Paul Blackburn <[EMAIL PROTECTED]> writes:

> How would you recover the contents of a failed hard disk
> on an AFS fileserver if you only have the directory/file
> level backup in a tar archive? Where is the mapping between
> filenames and disk/partition?

Yes, these are problems we'd have to overcome.  But I don't think they
would be too hard.  Likely less painful than backups that take all day
long (or longer).  We're not yet at the all-day-long stage but we'll get
there eventually.

> I would also question if the tar type of backup will scale.

I've done a tar of /: and it's *much* faster than using the DFS backup
system.  (It's been a while so I don't have numbers handy.)

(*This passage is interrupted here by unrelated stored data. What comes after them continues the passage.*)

Issue #1076, opened 2026-08-12
Normalize knowledge file extensions before reader lookup


Aias00:
## Description

`Knowledge._load_data()` preserves the original case of a local file extension, while `ReaderManager.DEFAULT_READER` only contains lowercase keys. A supported file such as `DOCUMENT.PDF` or `NOTES.TXT` therefore resolves to no reader and crashes with an unrelated `AttributeError` when `load_data()` is called on `None`.

## Location

- `agentuniverse/agent/action/knowledge/knowledge.py:118-128`
- `agentuniverse/agent/action/knowledge/reader/reader_manager.py:19-49`

## Reproduction

1. Create an existing local file named `UPPER.TXT`.
2. Call `Knowledge()._load_data(source_path="/path/to/UPPER.TXT")` with the default TXT reader registered.
3. The reader lookup uses `TXT` instead of `txt`, returns `None`, and the call fails with `AttributeError: 'NoneType' object has no attribute 'load_data'`.

## Impact

Knowledge insertion and update fail for otherwise supported files whose extensions use uppercase or mixed case, which is common for uploaded and cross-platform files.

## Suggested fix

Normalize local file extensions before both configured-reader and default-reader lookup. Add regression coverage proving a case-variant extension selects the same reader as its lowercase form.

## Existing work

#602 and PRs #634/#635 expand and reorganize the Reader subsystem, but do not describe or implement case-insensitive extension lookup. No current open issue or PR precisely covers this failure.

PR #3241, opened 2026-09-21
fix(knowledge): read existing local files before URL-pattern dispatch

### LINKED ISSUE #3245: 🐞 [Bug] Knowledge._load_data treats bare local filenames as URLs and fetches them via the web reader
### Version

master @ 254ecd28 (agentuniverse source checkout; no released version installed)

### System

Linux (WSL2, Ubuntu-based), Python 3.12

### Actions

Call `Knowledge.insert_knowledge` / `update_knowledge` with a **relative** `source_path` that names an existing local file without a path separator — e.g. run from a directory containing `report.pdf` and execute `knowledge.insert_knowledge(source_path='report.pdf')`. Relative paths are the documented usage: the official tutorial (`docs/guidebook/en/In-Depth_Guides/Tutorials/Knowledge/Knowledge_Define_And_Use.md:91`) shows `knowledge.insert_knowledge(source_path="source_file")`, and the bundled Legal-Advice / medical-consultation examples pass relative paths like `../resources/xxx.pdf`.

### Problem

`Knowledge._load_data` (agentuniverse/agent/action/knowledge/knowledge.py:109-123) classifies the source with a URL regex whose scheme prefix `https?://` is **optional** and whose domain group `([a-zA-Z0-9]{1,256}\.[a-zA-Z0-9]{1,6})` is shape-identical to `filename.extension` — and the regex is tested **before** `os.path.isfile`:

```
url_pattern.match('report.pdf')  -> True   (classified as url)
url_pattern.match('readme.md')   -> True
url_pattern.match('notes.txt')   -> True
url_pattern.match('192.168.1.1') -> True
```

So an existing local file is dispatched to the web page reader, which attempts an HTTP fetch of the bare filename. Actual dispatch trace on master for an existing `report.pdf` (readers configured or default):

```
[('get_default', 'url'),
 ('get_instance_obj', 'default_web_page_reader'),
 ('load', 'report.pdf')]   # HTTP fetch of a local filename
```

Absolute paths (`/tmp/.../report.pdf`) are unaffected only because the leading `/` fails the anchored pattern, which is why the bug hides in absolute-path testing. A non-existent `name.ext` string also slips into the URL branch instead of raising the intended `Unknown source type` error.

### Expected

An existing local file is always read from disk with the extension-derived reader, regardless of how the path is written; only strings carrying an explicit `https?://` scheme are treated as remote URLs; missing files with no URL shape raise `Unknown source type`. Suggested ordering: check `os.path.isfile(source_path)` first, and require the scheme in the URL pattern.

### Additional context

Related but distinct: #1076 covers extension **case** handling in the same reader lookup (e.g. `DOCUMENT.PDF`); this issue covers the URL/file classification order and the optional-scheme pattern. Neither #1076 nor #602 addresses the misclassification. Proposed fix in PR #3241 (isfile-first + scheme-anchored pattern, with regression tests).

unbridled-41:
Closes #3245

## Problem / Evidence

`Knowledge._load_data` (agentuniverse/agent/action/knowledge/knowledge.py:109-123) classifies `source_path` with a URL regex whose scheme prefix `https?://` is **optional** and whose domain shape `([a-zA-Z0-9]{1,256}\.[a-zA-Z0-9]{1,6})` is identical to `filename.extension` — and it checks that pattern *before* `os.path.isfile`. Any relative path that names an existing local file is therefore classified as `"url"` and dispatched to `default_web_page_reader`, which attempts an HTTP fetch of the bare filename:

```
url_pattern.match('report.pdf')  -> MATCH  (treated as url — wrong)
url_pattern.match('readme.md')   -> MATCH  (treated as url — wrong)
url_pattern.match('notes.txt')   -> MATCH  (treated as url — wrong)
url_pattern.match('192.168.1.1') -> MATCH  (treated as url — wrong)
```

`insert_knowledge(source_path=...)` / `update_knowledge(source_path=...)` are the public entry points (`agentuniverse_product/service/knowledge_service/knowledge_service.py:229` calls it with uploaded file paths), so a user inserting a file from the working directory — e.g. `knowledge.insert_knowledge(source_path='report.pdf')` — never reaches the PDF reader and fails on a bogus HTTP request (`RuntimeError: Failed to fetch url`), even though `readers={'pdf': ...}` is configured and the file exists. Absolute paths (`/tmp/.../report.pdf`) happen to be safe only because the leading `/` fails the pattern's anchored first group, which is what makes the bug easy to miss in absolute-path testing.

## Root cause / Fix

Two faults in the source-type classification:

1. optional scheme in `url_pattern` — makes every `name.ext` filename URL-shaped;
2. URL test ordered before `os.path.isfile` — an existing file is never even considered.

Fix: require the `https?://` scheme in the pattern, and check `os.path.isfile(source_path)` **first**. Existing files are always read from disk with the extension-derived reader; remote URLs are unaffected since a real URL can never also be an existing local file.

## Priority

PRIORITY = 70/100 — impact 28/40 (silently routes local knowledge insertion to an HTTP fetch; insert/update of cwd-relative files always fail), scope 14/20 (both `insert_knowledge` and `update_knowledge`, plus the product-level knowledge upload service), reproducibility 18/20 (deterministic regex + file-system repro), maintainability 10/20 (clarifies the classification order for future reader types). FIX_CONFIDENCE = 90/100 (isfile-first preserves all previously-working behaviors; scheme-anchored URLs were the only URLs that previously worked correctly anyway).

## Tests

New regression tests: tests/test_agentuniverse/unit/agent/action/knowledge/test_load_data_local_file_not_url.py

- a relative file with a URL-shaped name (`report.pdf`, existing on disk) is read by the configured `pdf` reader, not the web reader (failed before: misdispatched to url branch)
- `https://example.com/page` still routes to the `url` reader
- a non-existent path with no URL shape raises `Unknown source type`

Commands and results:

```
$ pytest tests/test_agentuniverse/unit/agent/action/knowledge/test_load_data_local_file_not_url.py -q
3 passed

$ pytest tests/test_agentuniverse/unit -q --continue-on-collection-errors
94 failed, 800 passed, 68 skipped, 1 error  # failure set identical to pre-change baseline — no new failures
```

(Pre-existing failures are environment-related — missing optional credentials/services — and identical before and after.)

## Risk

Low. Only two classes of input change behavior: (a) existing local files that were previously misrouted to the web reader — they now work; (b) non-existent paths that previously matched the loose URL pattern (e.g. `foo.pdf` with no file) — they now raise `Unknown source type` instead of attempting an HTTP request, which is the honest failure for a missing file. Scheme-less "URLs" were never actually fetchable by the web reader in a reliable way and previously shadowed real files.


unbridled-41:
### 补充证据链：真实调用轨迹 + 文档/示例中的相对路径用法

**1. 端到端调用轨迹（修复前 master， traced）**

对存在於工作目录的 `report.pdf` 调用 `Knowledge().readers = {}; k._load_data(source_path='report.pdf')`，修复前的实际分派轨迹是：

```
[('get_default', 'url'),                          # 被归类为 url —— 错误
 ('get_instance_obj', 'default_web_page_reader'), # 拿到网页 reader
 ('load', 'report.pdf')]                          # 对本地文件名发起 HTTP 抓取
```

即：即使文件真实存在且 `readers` 里注册了 `pdf` reader，也永远不会被选中。修复后同一路径变为 `[('get_default', 'pdf' 经配置 reader), ('load', 'report.pdf')]`（本地文件 reader）。

**2. 相对路径是官方文档/示例的用法，不是构造出来的场景**

- 官方教程 `docs/guidebook/en/In-Depth_Guides/Tutorials/Knowledge/Knowledge_Define_And_Use.md:91` 的示例代码就是 `knowledge.insert_knowledge(source_path="source_file")` —— 相对路径形态；
- 官方示例 `examples/sample_apps` 法律咨询、医疗咨询两个 app 的 `insert_knowledge(source_path="../resources/xxx.pdf")` 也都是相对路径。当前这些示例碰巧因为路径以 `..`/`/` 开头而躲过正则；**任何不带路径分隔符的裸文件名**（用户在脚本里写 `insert_knowledge(source_path='报告.pdf')`、`cd resources && python insert.py` 后用 `source_path='xxx.pdf'`）都会命中此 bug。

**3. 查重补充**：检索到的最接近 issue #1076（大写扩展名 reader 查找失败）处理的是同一函数里的另一个缺陷（扩展名大小写），与本修复（URL 误分类 + 判断顺序）互不重叠。

回归测试与本轮验证保持一致：`pytest tests/test_agentuniverse/unit/agent/action/knowledge/test_load_data_local_file_not_url.py -q` → 3 passed。

unbridled-41:
### 测试结果补充

```
$ pytest tests/test_agentuniverse/unit/agent/action/knowledge/test_load_data_local_file_not_url.py -q
3 passed, 7 warnings in 0.87s
```

3 个用例覆盖：
- 相对路径 `report.pdf`（文件真实存在于 cwd）被分派到已配置的 `pdf` reader，而不是 web reader（修复前实际轨迹：`[('get_default', 'url'), ('get_instance_obj', 'default_web_page_reader'), ('load', 'report.pdf')]`）
- `https://example.com/page` 仍分派到 `url` reader（防回归：URL 路径不受影响）
- 不存在且无 URL 形态的路径抛 `Unknown source type`

**全量 unit 套件对比：**

```
$ pytest tests/test_agentuniverse/unit -q --continue-on-collection-errors
# 修复前基线: 94 failed, 800 passed, 68 skipped, 1 error
# 本分支:     完全一致，FAILED 清单逐行 diff 无差异
```

（`tests/test_agentuniverse/unit/agent/action/knowledge/` 目录内 47 个既有失败也全部为基线环境性失败，无新增。）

> If you are looking for ways to speed up backup consider options like:
> 
> a) have a backup device per fileserver (use butc)
>    this could be a stacking tape device auto cycling tapes

Got it.

> b) use high speed backup devices (eg DLT beats writeable CD)

Got it.

> c) use high speed connections (eg ultra SCSI, SSA, ATM)

Got it.

> d) make your AFS database servers pure
>    (eg only run AFS db processing, nothing else)

Got it.

> e) make your AFS database servers fast (CPU clock speed, local disk)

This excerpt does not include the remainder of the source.